The consolidated financial statements are presented in Pounds
Sterling (GBP), which is the parent company's functional and
presentation currency, and all values are rounded to the nearest
thousand except where otherwise indicated. The financial
information has been prepared on the historical cost basis modified
to include revaluation to fair value of certain financial
instruments and the recognition of net assets acquired including
contingent liabilities assumed through business combinations at
their fair value on the acquisition date modified by the
revaluation of certain items, as stated in the accounting
policies.
Basis of Preparation
The Group financial statements have been prepared and approved
by the Directors in accordance with International Financial
Reporting Standards as adopted by the EU ("Adopted IFRSs") and
effective for the Group's reporting for the year ended 31 December
2020.
The separate financial statements of the Company are presented
as required by the Companies Act 2006. As permitted by that Act,
the separate financial statements have been prepared in accordance
with IFRS. These financial statements have been prepared under the
historical cost convention (except for financial assets at FVOCI)

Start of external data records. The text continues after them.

PR #2580, opened 2026-07-05
setting UDO recursion depth limits

### LINKED ISSUE #2578: Recursive UDO after xout can crash Csound with SIGSEGV

vlazzarini:
This PR is a second attempt at handling stack exhaustion in infinite recursion UDO due to user error. Earlier attempt tried to check for stack exhaustion and exit gracefully but that proved to be difficult to catch as it could happen in different places.

This attempt is a second-best approach, it sets a hard limit for recursion depth in UDOs, which is controlled by the an engine parameter. Set to 1000 by default, this can be changed using the option `--recursion-depth=n`. If `n` is set to zero, the check is bypassed.

A test was added to check that an infinite recursion is caught while finite recursion passes.

Closes #2578 (hopefully).

### DIFF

and the accounting policies have been applied consistently
throughout the period.
Going Concern
These financial statements have been prepared on the going
concern basis.
The Directors are mindful that there is an ongoing need to
monitor overheads and costs associated with delivering on its
strategy and certain exploration programmes being undertaken across
its portfolio. The Group is not expecting to raise additional
capital at this time, but may do so to support its strategy and
specific activities on occasion. The Group has no bank facilities
and has been meeting its working capital requirements from cash
resources. At the year end the Group had cash and cash equivalents
amounting to GBP2.953 million (2019: GBP453,000).
As set out in note 26, subsequent to the year end the Group
partly disposed of its interests in Zenit Madencilik San. Ve Tic.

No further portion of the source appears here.